Records shown —
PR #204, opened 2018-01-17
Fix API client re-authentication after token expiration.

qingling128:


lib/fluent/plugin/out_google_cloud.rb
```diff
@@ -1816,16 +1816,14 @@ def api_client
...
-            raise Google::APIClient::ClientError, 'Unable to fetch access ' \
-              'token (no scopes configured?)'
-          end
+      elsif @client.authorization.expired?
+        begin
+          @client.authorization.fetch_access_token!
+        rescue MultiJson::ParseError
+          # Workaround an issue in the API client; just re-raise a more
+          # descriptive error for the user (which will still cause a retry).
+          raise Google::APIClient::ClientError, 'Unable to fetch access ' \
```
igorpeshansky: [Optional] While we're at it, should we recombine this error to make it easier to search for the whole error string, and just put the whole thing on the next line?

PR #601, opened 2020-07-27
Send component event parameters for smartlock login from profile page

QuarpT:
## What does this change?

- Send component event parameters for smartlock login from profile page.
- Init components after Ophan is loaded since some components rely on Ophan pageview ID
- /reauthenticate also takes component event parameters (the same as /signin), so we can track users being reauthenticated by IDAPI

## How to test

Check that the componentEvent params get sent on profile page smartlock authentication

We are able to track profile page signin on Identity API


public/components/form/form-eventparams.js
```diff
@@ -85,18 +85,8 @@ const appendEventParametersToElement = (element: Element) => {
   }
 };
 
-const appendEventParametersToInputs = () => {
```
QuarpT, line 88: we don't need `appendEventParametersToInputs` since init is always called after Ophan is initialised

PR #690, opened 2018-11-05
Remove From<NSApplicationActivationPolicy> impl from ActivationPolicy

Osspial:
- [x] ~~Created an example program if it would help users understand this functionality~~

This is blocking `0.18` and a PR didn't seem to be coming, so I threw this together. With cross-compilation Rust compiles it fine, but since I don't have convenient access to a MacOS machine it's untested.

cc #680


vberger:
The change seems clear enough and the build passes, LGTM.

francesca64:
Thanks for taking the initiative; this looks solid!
--
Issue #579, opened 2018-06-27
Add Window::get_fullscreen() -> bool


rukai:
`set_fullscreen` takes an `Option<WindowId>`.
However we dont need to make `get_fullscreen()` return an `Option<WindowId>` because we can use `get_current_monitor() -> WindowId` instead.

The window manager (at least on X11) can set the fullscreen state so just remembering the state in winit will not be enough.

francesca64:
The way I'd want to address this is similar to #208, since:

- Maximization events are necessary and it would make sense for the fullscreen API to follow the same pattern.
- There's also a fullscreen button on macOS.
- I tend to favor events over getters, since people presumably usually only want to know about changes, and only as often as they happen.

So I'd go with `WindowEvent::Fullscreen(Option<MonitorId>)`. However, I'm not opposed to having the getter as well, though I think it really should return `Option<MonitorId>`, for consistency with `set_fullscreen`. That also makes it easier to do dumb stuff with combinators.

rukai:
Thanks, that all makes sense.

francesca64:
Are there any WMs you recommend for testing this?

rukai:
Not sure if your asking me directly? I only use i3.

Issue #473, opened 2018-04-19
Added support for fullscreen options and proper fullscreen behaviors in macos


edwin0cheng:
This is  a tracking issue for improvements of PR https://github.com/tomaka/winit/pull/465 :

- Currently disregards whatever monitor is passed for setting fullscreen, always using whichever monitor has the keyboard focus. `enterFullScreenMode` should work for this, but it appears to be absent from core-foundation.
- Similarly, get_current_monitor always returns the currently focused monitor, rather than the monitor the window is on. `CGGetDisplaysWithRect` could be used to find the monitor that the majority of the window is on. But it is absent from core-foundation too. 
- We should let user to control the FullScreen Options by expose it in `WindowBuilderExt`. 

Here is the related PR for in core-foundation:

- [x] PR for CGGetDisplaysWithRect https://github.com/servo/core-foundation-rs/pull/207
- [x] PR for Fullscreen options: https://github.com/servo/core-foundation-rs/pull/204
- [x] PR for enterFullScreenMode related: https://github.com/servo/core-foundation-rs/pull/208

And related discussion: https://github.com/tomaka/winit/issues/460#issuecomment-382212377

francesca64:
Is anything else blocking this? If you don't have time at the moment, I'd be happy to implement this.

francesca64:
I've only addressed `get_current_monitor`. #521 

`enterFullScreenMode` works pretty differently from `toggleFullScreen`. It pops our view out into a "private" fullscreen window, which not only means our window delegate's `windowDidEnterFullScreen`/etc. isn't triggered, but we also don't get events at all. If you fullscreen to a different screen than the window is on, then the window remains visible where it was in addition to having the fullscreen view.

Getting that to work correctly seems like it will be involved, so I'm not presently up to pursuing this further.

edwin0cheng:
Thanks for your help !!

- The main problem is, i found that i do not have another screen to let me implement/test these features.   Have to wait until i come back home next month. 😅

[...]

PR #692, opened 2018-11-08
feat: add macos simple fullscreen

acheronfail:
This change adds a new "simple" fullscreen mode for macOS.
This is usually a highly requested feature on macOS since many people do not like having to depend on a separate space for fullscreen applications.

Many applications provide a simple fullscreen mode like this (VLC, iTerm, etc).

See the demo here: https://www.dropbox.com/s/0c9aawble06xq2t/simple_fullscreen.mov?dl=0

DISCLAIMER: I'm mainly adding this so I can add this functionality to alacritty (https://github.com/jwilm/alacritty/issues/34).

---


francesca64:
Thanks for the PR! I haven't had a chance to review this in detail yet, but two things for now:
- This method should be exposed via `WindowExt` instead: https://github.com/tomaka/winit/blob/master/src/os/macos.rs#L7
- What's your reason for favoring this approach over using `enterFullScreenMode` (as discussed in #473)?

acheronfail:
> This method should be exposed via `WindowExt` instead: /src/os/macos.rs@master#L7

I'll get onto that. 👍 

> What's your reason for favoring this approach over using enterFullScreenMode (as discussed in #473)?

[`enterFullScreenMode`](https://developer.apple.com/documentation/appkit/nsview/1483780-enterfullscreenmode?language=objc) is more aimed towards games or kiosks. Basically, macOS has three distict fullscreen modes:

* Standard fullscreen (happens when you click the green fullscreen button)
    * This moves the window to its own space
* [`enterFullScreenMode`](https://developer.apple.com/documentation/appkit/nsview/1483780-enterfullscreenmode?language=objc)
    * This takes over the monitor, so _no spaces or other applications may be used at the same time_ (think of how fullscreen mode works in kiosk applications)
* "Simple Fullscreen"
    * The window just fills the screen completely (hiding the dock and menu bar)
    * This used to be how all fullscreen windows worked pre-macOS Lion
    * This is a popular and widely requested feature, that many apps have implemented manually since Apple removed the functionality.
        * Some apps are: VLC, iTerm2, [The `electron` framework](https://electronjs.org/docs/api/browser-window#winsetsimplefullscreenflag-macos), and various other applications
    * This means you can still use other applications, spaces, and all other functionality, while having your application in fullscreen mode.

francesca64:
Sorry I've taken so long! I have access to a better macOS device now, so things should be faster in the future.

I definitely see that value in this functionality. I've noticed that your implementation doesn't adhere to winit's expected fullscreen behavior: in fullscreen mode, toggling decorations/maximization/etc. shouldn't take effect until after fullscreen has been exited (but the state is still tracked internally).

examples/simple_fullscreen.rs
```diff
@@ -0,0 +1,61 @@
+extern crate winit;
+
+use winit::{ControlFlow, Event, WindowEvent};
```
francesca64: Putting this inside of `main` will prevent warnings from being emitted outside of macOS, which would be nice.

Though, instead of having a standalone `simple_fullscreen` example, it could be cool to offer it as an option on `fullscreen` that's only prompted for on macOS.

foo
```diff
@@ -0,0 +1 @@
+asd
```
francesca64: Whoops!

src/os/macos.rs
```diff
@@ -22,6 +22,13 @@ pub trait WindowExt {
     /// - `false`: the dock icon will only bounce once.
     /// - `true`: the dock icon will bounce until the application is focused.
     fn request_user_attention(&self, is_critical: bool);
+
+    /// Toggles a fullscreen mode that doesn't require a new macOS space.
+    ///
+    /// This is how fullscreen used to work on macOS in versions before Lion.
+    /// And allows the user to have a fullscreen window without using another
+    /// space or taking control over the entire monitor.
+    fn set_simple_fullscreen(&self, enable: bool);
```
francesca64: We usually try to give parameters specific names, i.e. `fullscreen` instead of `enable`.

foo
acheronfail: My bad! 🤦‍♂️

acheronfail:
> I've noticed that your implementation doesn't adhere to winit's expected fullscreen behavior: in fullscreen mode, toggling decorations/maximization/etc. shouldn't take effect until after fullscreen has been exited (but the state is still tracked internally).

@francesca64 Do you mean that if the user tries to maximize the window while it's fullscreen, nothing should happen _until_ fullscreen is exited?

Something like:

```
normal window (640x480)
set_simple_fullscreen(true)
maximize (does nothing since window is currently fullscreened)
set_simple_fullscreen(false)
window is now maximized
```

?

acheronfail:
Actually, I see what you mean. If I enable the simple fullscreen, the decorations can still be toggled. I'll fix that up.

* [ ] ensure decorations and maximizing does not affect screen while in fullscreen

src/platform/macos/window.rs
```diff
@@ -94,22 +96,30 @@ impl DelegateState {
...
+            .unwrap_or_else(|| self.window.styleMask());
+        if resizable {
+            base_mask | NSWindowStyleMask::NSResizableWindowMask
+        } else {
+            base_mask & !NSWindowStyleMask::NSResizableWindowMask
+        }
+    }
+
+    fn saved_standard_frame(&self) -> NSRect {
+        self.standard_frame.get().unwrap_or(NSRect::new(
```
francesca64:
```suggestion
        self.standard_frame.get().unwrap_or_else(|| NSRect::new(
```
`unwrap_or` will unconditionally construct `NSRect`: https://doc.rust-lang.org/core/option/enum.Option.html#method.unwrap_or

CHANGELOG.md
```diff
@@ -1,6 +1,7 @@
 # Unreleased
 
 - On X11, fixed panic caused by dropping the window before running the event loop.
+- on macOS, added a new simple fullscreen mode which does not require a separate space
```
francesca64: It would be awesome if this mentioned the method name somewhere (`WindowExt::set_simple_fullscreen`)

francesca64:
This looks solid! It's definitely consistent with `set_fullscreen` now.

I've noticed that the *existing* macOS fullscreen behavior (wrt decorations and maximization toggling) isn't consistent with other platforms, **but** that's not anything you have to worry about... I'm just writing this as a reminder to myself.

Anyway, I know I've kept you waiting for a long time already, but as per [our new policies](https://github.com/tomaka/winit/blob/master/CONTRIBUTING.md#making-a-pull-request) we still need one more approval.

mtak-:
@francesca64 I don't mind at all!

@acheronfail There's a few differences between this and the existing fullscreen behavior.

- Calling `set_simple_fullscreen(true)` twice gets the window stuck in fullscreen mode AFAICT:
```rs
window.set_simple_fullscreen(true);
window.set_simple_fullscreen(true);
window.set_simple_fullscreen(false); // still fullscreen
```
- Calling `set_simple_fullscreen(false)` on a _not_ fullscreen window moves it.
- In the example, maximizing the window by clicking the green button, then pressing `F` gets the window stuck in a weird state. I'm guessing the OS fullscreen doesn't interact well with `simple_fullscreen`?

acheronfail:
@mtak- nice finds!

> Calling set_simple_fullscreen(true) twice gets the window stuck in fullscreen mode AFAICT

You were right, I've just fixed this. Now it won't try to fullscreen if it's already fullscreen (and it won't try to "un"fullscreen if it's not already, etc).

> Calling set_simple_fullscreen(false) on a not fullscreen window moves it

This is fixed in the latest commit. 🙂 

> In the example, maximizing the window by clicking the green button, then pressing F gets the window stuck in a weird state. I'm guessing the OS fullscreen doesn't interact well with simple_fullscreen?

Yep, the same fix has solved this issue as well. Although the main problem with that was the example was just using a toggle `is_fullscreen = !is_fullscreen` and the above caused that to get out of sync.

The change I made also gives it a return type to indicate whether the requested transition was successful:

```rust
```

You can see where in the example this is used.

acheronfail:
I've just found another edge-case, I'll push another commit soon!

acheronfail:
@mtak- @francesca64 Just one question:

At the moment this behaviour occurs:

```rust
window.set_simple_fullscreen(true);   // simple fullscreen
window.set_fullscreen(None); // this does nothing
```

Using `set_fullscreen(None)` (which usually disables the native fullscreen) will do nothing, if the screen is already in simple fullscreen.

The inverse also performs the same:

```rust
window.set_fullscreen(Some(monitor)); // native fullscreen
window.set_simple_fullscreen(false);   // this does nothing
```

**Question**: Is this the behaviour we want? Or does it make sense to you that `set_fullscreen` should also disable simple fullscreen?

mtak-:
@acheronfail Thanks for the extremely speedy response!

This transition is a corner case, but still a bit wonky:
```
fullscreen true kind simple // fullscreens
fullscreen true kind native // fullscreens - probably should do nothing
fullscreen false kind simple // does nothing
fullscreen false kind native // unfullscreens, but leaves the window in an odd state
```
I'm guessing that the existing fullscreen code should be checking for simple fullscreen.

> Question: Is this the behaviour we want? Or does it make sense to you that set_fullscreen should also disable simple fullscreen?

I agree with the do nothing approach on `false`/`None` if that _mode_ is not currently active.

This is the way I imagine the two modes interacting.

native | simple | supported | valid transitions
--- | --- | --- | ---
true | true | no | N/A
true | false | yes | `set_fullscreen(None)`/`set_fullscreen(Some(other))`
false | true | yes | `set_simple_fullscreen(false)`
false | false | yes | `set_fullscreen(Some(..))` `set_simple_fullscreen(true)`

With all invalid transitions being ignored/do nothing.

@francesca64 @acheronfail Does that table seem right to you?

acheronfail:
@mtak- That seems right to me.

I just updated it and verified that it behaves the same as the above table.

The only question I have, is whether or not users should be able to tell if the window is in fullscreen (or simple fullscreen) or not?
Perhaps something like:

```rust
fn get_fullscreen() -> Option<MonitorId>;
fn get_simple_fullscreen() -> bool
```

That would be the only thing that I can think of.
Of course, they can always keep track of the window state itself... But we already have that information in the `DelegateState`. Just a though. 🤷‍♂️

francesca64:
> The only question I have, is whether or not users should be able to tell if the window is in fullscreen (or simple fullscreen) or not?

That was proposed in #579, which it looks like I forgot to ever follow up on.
* * *
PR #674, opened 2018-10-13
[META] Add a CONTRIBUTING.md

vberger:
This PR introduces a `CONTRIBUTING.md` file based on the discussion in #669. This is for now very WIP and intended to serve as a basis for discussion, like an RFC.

About this task — Copy out each line of the data above, exactly, if it lies between the line holding "Remove From<NSApplicationActivationPolicy> impl" and the line holding "Thanks for taking", inclusive; copy no other line.

Task solution —
Remove From<NSApplicationActivationPolicy> impl from ActivationPolicy

Osspial:
- [x] ~~Created an example program if it would help users understand this functionality~~

This is blocking `0.18` and a PR didn't seem to be coming, so I threw this together. With cross-compilation Rust compiles it fine, but since I don't have convenient access to a MacOS machine it's untested.

cc #680


vberger:
The change seems clear enough and the build passes, LGTM.

francesca64:
Thanks for taking the initiative; this looks solid!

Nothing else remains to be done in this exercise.